• [ABOUT THIS EXERCISE]
All of the entries must be output exactly as they are.

=== Section Start ===

PR #30819, opened 2023-10-31
chore: add troubleshoot option to force cache flush

rodrigok:


pierre-lehnen-rc (approved):

debdutdeb (dismissed):

sampaiodiego (approved):

Gummikavalier:
Yes! Burn those cache entries in the login page with fire! :fire: :+1: 

(They give us a lot of headache, since all loginpage loop errors happen in the web client end and we cannot ask customers to start debugging it for us locally on their own time.)

PR #30855, opened 2023-11-03
chore: Restore Managers SearchBar and add tests

MartinSchoeler:
OC-1368
OC-1363


apps/meteor/client/views/omnichannel/managers/ManagersTable.tsx
```diff
@@ -88,7 +100,7 @@ const ManagersTable = () => {
 			)}
 			{isSuccess && data.users.length > 0 && (
 				<>
-					<GenericTable>
+					<GenericTable aria-busy={text !== debouncedText} aria-live='assertive'>
```
dougfabris, line 103: why `aria-live`?

MartinSchoeler: I usually use `aria-live` to indicate that this area is `live` and prone to changes, shouldn't we be using it like that

aleksandernsilva (approved):

PR #30863, opened 2023-11-06
fix: remove pagination from slash commands

AlenDavid:

Removing not necessary pagination from apps.
Related to AECO-361 ->more than 50 slash commands, the commands after the 50 won't appear.  When installing the next app with slash commands, the current action is fetching from a paginated endpoint and is not asking for items after the first page.

## Issue(s)
https://rocketchat.atlassian.net/browse/CONN-111


casalsgh:
Related to internal task AECO-361

ggazzo (changes requested):
this is actually a break change, the pagination should be properly handled on the client side

PR #30868, opened 2023-11-06
feat: Add `push.info` endpoint to retrieve push gateway info

matheusbsilva137:

 - Add `push.info` (GET) endpoint to enable all authenticated users in the workspace to retrieve push gateway info.

## Steps to test or reproduce

**_Example request (using cURL):_**
```
curl 'http://localhost:3000/api/v1/push.info' \
  -H 'X-Auth-Token: G0Hi2k7AQnzmZenFQjDhShla4XfY2JefugNgjOhX8gA' \
  -H 'X-User-Id: kXQ3GFsuKBqtS6z9M'
```

**_Example response:_**
```
{
  "pushGatewayEnabled": true,
  "defaultPushGateway": false,
  "success": true
}
```
**Note:** `defaultPushGateway` should be `true` if the workspace is using the default push gateway (`https://gateway.rocket.chat`) or `false` otherwise.

## Further comments

TC-1014


yash-rajpal (dismissed):

MarcosSpessatto (approved):

sampaiodiego:
may I ask why they need that info?

reinaldonetof:
> may I ask why they need that info?

Hey, @sampaiodiego, the mobile team is currently working on implementing a new feature: Troubleshoot Notification. One of the key aspects of this task is determining whether the push gateway is enabled and if it's a custom push gateway. Importantly, all types of users should have access to this setting, not just admins or specific permission holders.

Screen Shot 2023-11-08 at 10 12 38

If you have any alternative approaches to make this setting 'public,' that would be fantastic. Currently, the mobile team doesn't need to know the specific details of the push gateway; they only need to ascertain if it's enabled and whether it's a custom push gateway or not. Additionally, we can access this parameter through settings or the API. Given that this is a new feature, we can obtain this value the same way the backend will handle it.

sampaiodiego:
thx @reinaldonetof .. that's very good info.. so for this feature I think we'll need some additional endpoints, either to provide extra information or to "try" things.. so maybe the best solution would be creating this endpoint (or multiple endpoints) first, so in this endpoint it would make this checks like and could return a payload like:

```
return {
  usingPushGateway: true,
  pushGatewayModified: false,
  pushGatewayPing: 123, // I'm being creative here =P
}
```

what do you guys think?

reinaldonetof:
> so for this feature I think we'll need some additional endpoints, either to provide extra information or to "try" things (like send a test push notification)..

About the `send a test push notification` @yash-rajpal did this: https://rocketchat.atlassian.net/browse/TC-998 // https://github.com/RocketChat/Rocket.Chat/pull/30745
I think this is ok, considering that we can enable/disable the button depending the permissions of the user

> maybe the best solution then would be creating this endpoint (or multiple endpoints) first, so in this endpoint it would make this checks like and could return a payload like:

Awesome, imho I was thinking in something like this. It's up to you.

packages/rest-typings/src/v1/push.ts
```diff
@@ -65,4 +65,10 @@ export type PushEndpoints = {
 			};
 		};
 	};
+	'/v1/push.info': {
+		GET: () => {
+			pushGateWayEnabled: boolean;
```
KevLehman, line 70:
```suggestion
			pushGatewayEnabled: boolean;
```

KevLehman (dismissed):

packages/rest-typings/src/v1/push.ts
matheusbsilva137: oopsss, thanks :hugs:

sampaiodiego (approved):

PR #30883, opened 2023-11-07
fix: Avoid sending empty objects as errors from meteor.methods result

KevLehman:

### DIFF
--- a/apps/meteor/app/api/server/v1/misc.ts
+++ b/apps/meteor/app/api/server/v1/misc.ts
@@ -492,6 +492,18 @@ declare module '@rocket.chat/rest-typings' {
 	}
 }
 
+const parseErrorObject = (err: any) => {
+	if (err instanceof Error) {
+		return {
+			message: err.message,
+			stack: process.env.TEST_MODE === 'true' ? err.stack : undefined,
+		};
+	}
+
+	// Meteor errors can be EJSONed without problems
+	return err;
+};
+
 const mountResult = ({
 	id,
 	error,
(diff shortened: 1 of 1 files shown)


apps/meteor/app/api/server/v1/misc.ts
```diff
@@ -492,6 +492,18 @@ declare module '@rocket.chat/rest-typings' {
 	}
 }
 
+const parseErrorObject = (err: any) => {
+	if (err instanceof Error) {
```
sampaiodiego, line 496: should we use `isMeteorError` instead?

https://github.com/RocketChat/Rocket.Chat/blob/de50690c839f4ad75baf9f7e7a29e45a1119fcbe/packages/core-services/src/MeteorError.ts#L22

KevLehman: huh didn't know that existed. Let's try

apps/meteor/app/api/server/v1/misc.ts
```diff
@@ -492,6 +493,18 @@ declare module '@rocket.chat/rest-typings' {
 	}
 }
 
+const parseErrorObject = (err: any) => {
+	if (!isMeteorError(err)) {
+		return {
+			message: err.message,
+			stack: process.env.TEST_MODE === 'true' ? err.stack : undefined,
```
sampaiodiego, line 500:
```suggestion
			...(process.env.TEST_MODE === 'true' ? { stack:  err.stack } : {}),
```

sampaiodiego (changes requested):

=== Section End ===

• [ANSWER SECTION]
PR #30819, opened 2023-10-31
chore: add troubleshoot option to force cache flush

rodrigok:


pierre-lehnen-rc (approved):

debdutdeb (dismissed):

sampaiodiego (approved):

Gummikavalier:
Yes! Burn those cache entries in the login page with fire! :fire: :+1: 

(They give us a lot of headache, since all loginpage loop errors happen in the web client end and we cannot ask customers to start debugging it for us locally on their own time.)

PR #30855, opened 2023-11-03
chore: Restore Managers SearchBar and add tests

MartinSchoeler:
OC-1368
OC-1363


apps/meteor/client/views/omnichannel/managers/ManagersTable.tsx
```diff
@@ -88,7 +100,7 @@ const ManagersTable = () => {
 			)}
 			{isSuccess && data.users.length > 0 && (
 				<>
-					<GenericTable>
+					<GenericTable aria-busy={text !== debouncedText} aria-live='assertive'>
```
dougfabris, line 103: why `aria-live`?

MartinSchoeler: I usually use `aria-live` to indicate that this area is `live` and prone to changes, shouldn't we be using it like that

aleksandernsilva (approved):

PR #30863, opened 2023-11-06
fix: remove pagination from slash commands

AlenDavid:

Removing not necessary pagination from apps.
Related to AECO-361 ->more than 50 slash commands, the commands after the 50 won't appear.  When installing the next app with slash commands, the current action is fetching from a paginated endpoint and is not asking for items after the first page.

## Issue(s)
https://rocketchat.atlassian.net/browse/CONN-111


casalsgh:
Related to internal task AECO-361

ggazzo (changes requested):
this is actually a break change, the pagination should be properly handled on the client side

PR #30868, opened 2023-11-06
feat: Add `push.info` endpoint to retrieve push gateway info

matheusbsilva137:

 - Add `push.info` (GET) endpoint to enable all authenticated users in the workspace to retrieve push gateway info.

## Steps to test or reproduce

**_Example request (using cURL):_**
```
curl 'http://localhost:3000/api/v1/push.info' \
  -H 'X-Auth-Token: G0Hi2k7AQnzmZenFQjDhShla4XfY2JefugNgjOhX8gA' \
  -H 'X-User-Id: kXQ3GFsuKBqtS6z9M'
```

**_Example response:_**
```
{
  "pushGatewayEnabled": true,
  "defaultPushGateway": false,
  "success": true
}
```
**Note:** `defaultPushGateway` should be `true` if the workspace is using the default push gateway (`https://gateway.rocket.chat`) or `false` otherwise.

## Further comments

TC-1014


yash-rajpal (dismissed):

MarcosSpessatto (approved):

sampaiodiego:
may I ask why they need that info?

reinaldonetof:
> may I ask why they need that info?

Hey, @sampaiodiego, the mobile team is currently working on implementing a new feature: Troubleshoot Notification. One of the key aspects of this task is determining whether the push gateway is enabled and if it's a custom push gateway. Importantly, all types of users should have access to this setting, not just admins or specific permission holders.

Screen Shot 2023-11-08 at 10 12 38

If you have any alternative approaches to make this setting 'public,' that would be fantastic. Currently, the mobile team doesn't need to know the specific details of the push gateway; they only need to ascertain if it's enabled and whether it's a custom push gateway or not. Additionally, we can access this parameter through settings or the API. Given that this is a new feature, we can obtain this value the same way the backend will handle it.

sampaiodiego:
thx @reinaldonetof .. that's very good info.. so for this feature I think we'll need some additional endpoints, either to provide extra information or to "try" things.. so maybe the best solution would be creating this endpoint (or multiple endpoints) first, so in this endpoint it would make this checks like and could return a payload like:

```
return {
  usingPushGateway: true,
  pushGatewayModified: false,
  pushGatewayPing: 123, // I'm being creative here =P
}
```

what do you guys think?

reinaldonetof:
> so for this feature I think we'll need some additional endpoints, either to provide extra information or to "try" things (like send a test push notification)..

About the `send a test push notification` @yash-rajpal did this: https://rocketchat.atlassian.net/browse/TC-998 // https://github.com/RocketChat/Rocket.Chat/pull/30745
I think this is ok, considering that we can enable/disable the button depending the permissions of the user

> maybe the best solution then would be creating this endpoint (or multiple endpoints) first, so in this endpoint it would make this checks like and could return a payload like:

Awesome, imho I was thinking in something like this. It's up to you.

packages/rest-typings/src/v1/push.ts
```diff
@@ -65,4 +65,10 @@ export type PushEndpoints = {
 			};
 		};
 	};
+	'/v1/push.info': {
+		GET: () => {
+			pushGateWayEnabled: boolean;
```
KevLehman, line 70:
```suggestion
			pushGatewayEnabled: boolean;
```

KevLehman (dismissed):

packages/rest-typings/src/v1/push.ts
matheusbsilva137: oopsss, thanks :hugs:

sampaiodiego (approved):

PR #30883, opened 2023-11-07
fix: Avoid sending empty objects as errors from meteor.methods result

KevLehman:

### DIFF
--- a/apps/meteor/app/api/server/v1/misc.ts
+++ b/apps/meteor/app/api/server/v1/misc.ts
@@ -492,6 +492,18 @@ declare module '@rocket.chat/rest-typings' {
 	}
 }
 
+const parseErrorObject = (err: any) => {
+	if (err instanceof Error) {
+		return {
+			message: err.message,
+			stack: process.env.TEST_MODE === 'true' ? err.stack : undefined,
+		};
+	}
+
+	// Meteor errors can be EJSONed without problems
+	return err;
+};
+
 const mountResult = ({
 	id,
 	error,
(diff shortened: 1 of 1 files shown)


apps/meteor/app/api/server/v1/misc.ts
```diff
@@ -492,6 +492,18 @@ declare module '@rocket.chat/rest-typings' {
 	}
 }
 
+const parseErrorObject = (err: any) => {
+	if (err instanceof Error) {
```
sampaiodiego, line 496: should we use `isMeteorError` instead?

https://github.com/RocketChat/Rocket.Chat/blob/de50690c839f4ad75baf9f7e7a29e45a1119fcbe/packages/core-services/src/MeteorError.ts#L22

KevLehman: huh didn't know that existed. Let's try

apps/meteor/app/api/server/v1/misc.ts
```diff
@@ -492,6 +493,18 @@ declare module '@rocket.chat/rest-typings' {
 	}
 }
 
+const parseErrorObject = (err: any) => {
+	if (!isMeteorError(err)) {
+		return {
+			message: err.message,
+			stack: process.env.TEST_MODE === 'true' ? err.stack : undefined,
```
sampaiodiego, line 500:
```suggestion
			...(process.env.TEST_MODE === 'true' ? { stack:  err.stack } : {}),
```

sampaiodiego (changes requested):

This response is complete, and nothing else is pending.